Top scientists have possibly devised a way to locate and study dark matter by using super-accurate atomic clocks. Some evidence suggests that the presence of dark matter may interfere with the atomic clock’s ability to keep time accurately. By exploiting this, scientists may be able to gather more information about this mysterious substance.
All Hail the Atomic Clock
Atomic clocks work by measuring the movement of atoms at the atomic level and using that to keep time in place of a pendulum. They are one of the most accurate instruments ever created. Modern atomic clocks are so precise that it is estimated that it would take 15 billion years for the clock to become one full second off.
The reason atomic clocks are able to be so exact is that they are calibrated to the exact frequency (or measurement) of cesium 133 atoms. Cesium 133 atoms are extremely stable in their oscillation of states at a steady 9,192,631,770 changes per second, which makes for a very accurate measurement of time. Certain atomic clocks even use lasers to cool or slow down the atoms, allowing the clocks to measure the oscillation even more precisely.
Atomic clocks are most often used to keep computers and other devices in exact sync with one another, allowing for everything from financial transactions to phone calls to happen in real time. If it weren’t for atomic clocks, much of our modern technology couldn’t exist.
Dark Matter: Science? Or Science Fiction?
Dark matter is an invisible substance that scientists now believe may make up as much as 5/6ths of the universe. Not only is dark matter invisible, but it’s almost impossible to detect directly with our current scientific instruments. The only reason we know it exists is because astronomers have observed its gravitational effects on galaxies and stars.
Despite knowing it exists, scientists remain baffled as to what the dark matter actually is. It is distinctly different from all of the known particle types, and researchers are still trying to figure out how to categorize it. Scientists currently know a lot less about what it is than what it isn’t. For example, dark matter is not light-emitting, nor is it composed of normal matter, anti-matter, or black holes. It does, however, have a gravitational effect. It pulls matter to itself – much like any celestial body would, except it’s not a celestial body as far as we can tell. Basically, it’s a whole bunch of something that we can’t detect or identify, but it plays a crucial role in our understanding of how the universe behaves.
So What Could Dark Matter Be?
There are a couple of theories which have been put forth as potential explanations for the phenomena of dark matter. The first is that dark matter consists of a type of particle, or multiple particles, not yet discovered or measured by humanity. We already know dark matter isn’t protons, neutrons, or electrons, so it would have to be formed from a fourth kind. The second theory is that it is not a particle at all, but rather a type of field, more similar to gravity.
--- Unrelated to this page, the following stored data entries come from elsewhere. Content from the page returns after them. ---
PR #6206, opened 2025-09-08
Scenegraph .model Format v2

sturnclaw:
Per comment in `scenegraph/Parser.h`:

> Newmodel .model config file parser.
> It's pretty bad, someone please redesign.

I am someone. I came, I saw, I redesigned.

The new format uses curly braces to delineate materials and LODs, uses a vastly improved parsing engine that can handle line comments, and **most importantly** allows specifying the shader, render state, and texture bindings used in materials. This means we're no longer locked to only using the `multi` shader with four specific textures (though there is still some cruft that wants model shaders to support heat coloring and patterns even if they're not the `multi` shader), and we can support fancy transparent blends like premultiplied alpha in model materials.

This is still not quite perfect, because the { shader, render-state } pair is really something that should be defined ahead of time in a `.shaderdef` file (so that the graphics state can be compiled at startup), but it's a vast improvement over the hacky hard-coded mess that we had prior.

I've also migrated the ShaderParser to use the new parsing engine, giving it much better support for end-of-line comments.

As a consequence of this, I've had to bump the SGM version; the material definition stored in SGM files was incapable of expressing the new flexibility and had to be expanded.

CC @fluffyfreak as I recall SceneGraph code being an area of your interest.

## Testing Instructions

I've tested this fairly extensively locally and am satisfied it works under most conditions. I'd like testers to focus on ensuring there are no visible bugs with our complete library of models (i.e. models rendering black, or ships/buildings completely without textures, etc.) and that things like space stations still render correctly in-game. The modelviewer is your friend here!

It’s this second theory that scientists are operating under for the atomic clock experiment. The idea is to use these atomic clocks to look for defects within the field, as shown by an increase or decrease in the speed at which the atoms move. These defects take the form of structures in the shape of points, sheets, or strings. They can also be extremely large, sometimes as large as a planet.
By placing synced atomic clocks far apart from each other around the globe, researchers hope to get information about these structures, and by extension dark matter itself. The plan is to place the clocks far enough apart that a defect in the field might affect some clocks but not others, allowing scientists to measure the differences in behavior and hopefully discover information about these defects, such as size or speed of movement.
There is a third theory about what dark matter could be. There is a possibility that the gravitational effects which have been attributed to dark matter could have been caused by natural fluctuations in different fields we already know about. Fluctuations in fields like gravity and electromagnetism could be, at least in part, responsible for the strange behavior seen by astronomers.
If that’s the case, then dark matter may be completely different than what we expect – or maybe even non-existent. The experiment could provide evidence for this theory through the tracking of regular fluctuations in the electromagnetic field by the clocks. If this theory is correct, and dark matter is really not much of anything, it would be big news. Many of the newest scientific theories being created are based on the assumption that dark matter exists – even if we don’t really know much about it yet.
When Could We Know More?
One of the main difficulties of this experiment is the fact that these ultra-accurate atomic clocks can only function continuously for roughly 24 hours. Wait much longer, and the high-precision lasers used in each clock will inevitably become out of sync with each other and need to be recalibrated. Some of this difficulty is reduced by having a network of these clocks connected around the world, allowing some to be shut down for maintenance as needed.
There are currently four clocks being used. Located in Japan, France, Poland, and Colorado, the researchers running the experiment have already started looking at the data and hope to add another four clocks to the network around the world within the next year or two. This could possibly produce enough data to start getting accurate measurements to analyze. With a little luck, researchers may be able to either rule out the existence of dark matter or tell us more about what it is. Maybe the next generation will grow up learning about dark matter the way we learned about our solar system and the Milky Way. Only time will tell.